Applications do it too
I did a quick duplicate file scan on one of my Windows 8 machines, and found duplicates for an assortment of additional reasons:
- I have multiple versions of some programs installed. Not all files changed between versions. This is often due to things like sample or other support files that simply don’t need to change version-to-version.
- Some applications update themselves by saving the previous version of the file being updated. That can often show up as a duplicate, depending on the type of duplicate search run.
- Some applications are organized such that their various sub-components include duplicate files.
- The system I use to keep track of all the files that make up my websites, videos, and more2 maintains a duplicate copy of every file under its control so that it can quickly detect changes locally.
The list goes on.
The takeaway here is simply that many applications install, manage, or maintain duplicate files for a variety of what turn out to be legitimate reasons.

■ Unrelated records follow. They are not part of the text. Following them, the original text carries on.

PR #6650, opened 2026-01-30
Fix AddDependency duplicating dependencies in applied scripts

### LINKED ISSUE #6610: org.openrewrite.gradle.AddDependency adds duplicate dependencies for multiple build scripts

I am using

- OpenRewrite v8.72.0
- Gradle plugin v7.25.0

I'm trying to add dependencies to a Gradle project (Gradle 9.0.0) using the _org.openrewrite.gradle.AddDependency_ recipe. If the main _build.gradle_ file includes another build script using e.g.

```
// included dependencies from file
apply from: "dependencies.gradle"
```

dependencies will be added to each build file (build.gradle and whatever file is included) resulting in duplicate dependency definitions.

I have attached a simple reproducer project. Run `gradlew rewriteDryRun` and inspect the *.gradle files. Each file has a dependency block with redundant dependencies added.

- Only one dependency should be added to the build. AFAIK, Gradle currently doesn't support mutating build scripts through its API, see https://github.com/gradle/gradle/issues/35283 but maybe OpenRewrite can only add the dependency to the first build script / dependency block it encounters. Alternatively, a parameter could be added to specify the build script to which dependencies should be added.

AnastasiiaDesiateryk:
## What's changed?
* `AddDependency` now mutates **only** `build.gradle` / `build.gradle.kts` and skips applied `*.gradle` scripts loaded via `apply from:` to prevent duplicate dependency declarations.

## What's your motivation?
- * Fixes #6610 — when a build uses `apply from: "dependencies.gradle"`, the recipe was adding the dependency to **both** files, creating duplicates.

* The early guard that restricts changes to primary build scripts only.
* The new regression test `doNotAddDependencyToAppliedScripts()`.

* Alternative would be a recipe option to specify the target build script, but simplest correct behavior is to only mutate the primary build script.

## Any additional context
* Test: `./gradlew :rewrite-gradle:test --tests "*AddDependencyTest*" --rerun-tasks`

### Checklist
* [x] I've added unit tests to cover both positive and negative cases
* [x] I've read and applied the recipe conventions and best practices
* [x] I've used the IntelliJ IDEA auto-formatter on affected files


rewrite-gradle/src/test/java/org/openrewrite/gradle/AddDependencyTest.java
```diff
@@ -1872,6 +1761,54 @@ fun githubPackages(): Pair<String, String> {
...
+                }
+                """
+            ),
+            buildGradle(
+              //language=groovy
+              """
+                dependencies {
+                }
+                """,
+              s -> s.path("dependencies.gradle")
```
timtebeek, line 1916: Thanks for the help here @AnastasiiaDesiateryk !

For @loetifuss I wonder if you had intended for the dependency to only be added to `dependencies.gradle` instead. Any quick context there?

AnastasiiaDesiateryk: @timtebeek @loetifuss Thanks for the review! The test is intentionally asserting the default behavior from #6610: only the primary `build.gradle` is mutated, and the applied script remains unchanged. Applied scripts like `dependencies.gradle` are commonly shared/reused, so mutating them by default caused duplicate dependencies and surprising side effects (the same dependency ended up in both files). In this setup, `dependencies.gradle` is provided as an additional source with only a “before”, which implies “after = unchanged”. If adding directly to an applied script is desired, I think that should be an explicit opt-in (e.g. a recipe option or separate recipe), rather than the default behavior.
>
> Feel free to reach me if you have any further questions or suggestions.

Jenson3210: I personally agree with @AnastasiiaDesiateryk here. 
If we can be 100% sure the `apply from:` is only present in 1 project, one could argue that we should add it in this dependencies file. However, getting that knowledge, I think that would introduce lots of complexity here (and make all impacted recipes ScanningRecipes) and OR it would be harder to "do no harm" as we might bump/add/remove dependencies to/from other projects also.

Jenson3210: Looking at our other tests throughout rewrite, I do see that we're modifying the `dependencies.gradle` script instead of the `build.gradle` when running any of:
- RemoveRedundantDependencyVersions
- DependencyUseMapNotation
- DependencyUseStringNotation
- ChangeDependencyArtifactId
- ChangeDependencyClassifier
- ChangeDependencyGroupId
- ChangeDependencyConfiguration
- ChangeDependencyExtension
- UpgradeDependencyVersion

All of these are modifying/removing existing code/dependencies
The ones where we do not have tests yet and at the moment add new code are indeed AddDependency and UpgradeTransitiveDependencyVersion.
Given that all our other recipes impact multiple projects, one could say we should also add the dependency to them. 
However, generating the code in 2 gradle files is not what we want to do. 

As both AddDependency and UpgradeTransitiveDependencyVersion might result in a new dependencies/constraints/resolutionStrategy block we can either: 
- just make the change only in the `build.gradle` (current implementation)
- since both are scanning recipes already, we could augment their behavior to become aware of `applied` scripts and only add the code if there is a dependencies/constraints/resolutionStrategy block present in the build.gradle file itself OR if none of the applied scripts contains a dependencies/constraints/resolutionStrategy block

@timtebeek any preference here?I think given that the others modify the applied script, we have to go that way also for consistency (though my personal preference would be to have had everything in the build.gradle files -> ofc, removing/changing dependencies is not really possible (unless resolutionstrategy)).

timtebeek: Agree it might be hard to update applied build scripts when adding dependencies; I think the approach we have here should suffice until we get reports that we'd need something more complicated. The problem with `apply` is that the same file might be reused, or not applied, or conditionally applied, ... all cases that are hard to account for.

loetifuss: > Thanks for the help here @AnastasiiaDesiateryk !
> 
> For @loetifuss I wonder if you had intended for the dependency to only be added to `dependencies.gradle` instead. Any quick context there?

Yes, in my case due to technical reasons the Gradle dependencies are located in a separate file "dependencies.gradle" located in each subproject next to the default "build.gradle". So for this special case the fix won't solve the problem unless it would be configurable which script file is mutated by the recipe.

timtebeek:
Thanks all; we'll merge this as is for now, as we don't see an immediate way to be sure to add the dependency correctly to any applied `dependencies.gradle`, so then this should at least avoid the duplicates for the most common cases.

PR #6652, opened 2026-01-30
Fix vulnerability reports

Jenson3210:
**rewrite**
Added cleanReports to drop the reports in all files. Not usi…ng clean here as the suppressions file need to be in the build folder to locally run.

**rewrite-java**
Removed assertj-core to get plugin provided version in correct scope

**rewrite-java-test**
rewrite(-java)-test: pinned implementation version to 3.+ for now

**rewrite-xml**
Bump commons-text as the commit was from the time 1.11 was the latest. latest.release should work as used in other places of the project and this drops the CVE. This quick win mitigates a Medium risk CVE.

### DIFF
--- a/rewrite-java-test/build.gradle.kts
+++ b/rewrite-java-test/build.gradle.kts
@@ -7,6 +7,7 @@ recipeDependencies {
 }
 
 dependencies {
+    implementation("org.assertj:assertj-core:3.+") // CVE-2026-24400 in 4.0.0-M1 and no higher versions available
     implementation(project(":rewrite-java"))
     implementation(project(":rewrite-kotlin"))
     implementation(project(":rewrite-groovy"))
--- a/rewrite-test/build.gradle.kts
+++ b/rewrite-test/build.gradle.kts
@@ -9,6 +9,7 @@ dependencies {
     api("org.junit.jupiter:junit-jupiter-api")
     api("org.junit.jupiter:junit-jupiter-params")
 
+    implementation("org.assertj:assertj-core:3.+") // CVE-2026-24400 in 4.0.0-M1 and no higher versions available
     implementation("com.fasterxml.jackson.dataformat:jackson-dataformat-csv")
     implementation("org.slf4j:slf4j-api:1.7.36")
     implementation("org.slf4j:slf4j-nop:1.7.36")


rewrite-xml/build.gradle.kts
```diff
@@ -33,7 +33,7 @@ dependencies {
     implementation("org.antlr:antlr4-runtime:4.13.2")
     implementation("com.github.ben-manes.caffeine:caffeine:2.+")
     implementation("io.micrometer:micrometer-core:1.9.+")
-    implementation("org.apache.commons:commons-text:1.11.+")
```
Jenson3210, line 36: `1.11.0` was at the time of the commit the latest version.

build.gradle.kts
```diff
@@ -22,3 +22,11 @@ allprojects {
     group = "org.openrewrite"
     description = "Eliminate tech-debt. Automatically."
 }
+
```
Jenson3210, line 25: Facilitates/documents locally running the vulnerabilities with updated results every run. If projects still contain the report, a new one is not generated.

rewrite-java-test/build.gradle.kts
```diff
@@ -7,7 +7,7 @@ recipeDependencies {
 }
 
 dependencies {
-    implementation("org.assertj:assertj-core:latest.release")
+    implementation("org.assertj:assertj-core:3.+") // CVE-2026-24400 in 4.0.0-M1 and no higher versions available
```
MBoegers, line 10: in the FFVD we do this with a constraint to prevent even transitive introduction. Is this something that makes sense here?

build.gradle.kts
MBoegers: Is this openrewrite/rewrite specific or could this be useful in other artifacts as well? If so we have built logic where we can do this.

rewrite-java-test/build.gradle.kts
Jenson3210: i would make sense if this was not typically a test dependency. 
In this case there is a version coming in from build-gradle-plugin (4.0.0-M1) for tests (so we are up to date while running tests), but include in compileClassPath a version that is not vulnerable. 

In other words, our public API is not impacted by the CVE but our tests receive the latest/greatest (though in this case this one is older). 

Screenshot 2026-01-30 at 10 56 18
Screenshot 2026-01-30 at 10 55 36

Jenson3210:
> Is this openrewrite/rewrite specific or could this be useful in other artifacts as well? If so we have built logic where we can do this.

It would be applicable on all multi-module projects. I did put it here as the command to run the checks is different for multi-module projects -> it is easier for the next person to figure out about this caching. Took me quite a while to notice that stuff was not being updated with latest scan results and my original fix was already working ^^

Duplicate files my scan didn’t find
I didn’t find any files that were duplicate due to my own actions.
That kind of surprised me, but not terribly much. You and I are typically pretty good at managing the files we control.
As the questioner said, when saving a file in a program like a word processor, the original is overwritten, and no true duplicate would result. The same is true for most files we manage.
One big and easy exception that does come to mind is downloading the same file twice. We’ve all done it, and the result is two copies of the same file in our Downloads folder with the same base name, possibly followed by a number in parentheses.
Unless you really know what you’re doing, don’t. It’s simply not worth the risk.
As we’ve seen, there are many legitimate reasons for duplicate files. Deleting those duplicate files at best will cause an application or two to misbehave, and at worst will delete a critical file out from underneath Windows itself, rendering it unbootable.
If you must delete duplicates, limit yourself to those files you are 100% certain you recognize. For example, if you’ve been managing photographs or music on your PC, and suspect that as part of that you have lots of duplicates, then a duplicate file scan might be in order.
Even then, I’d still think twice about turning over control to that program to perform the deletion. I’d be more tempted to use the information gleaned from the scan to guide my own, more deliberate, manual actions.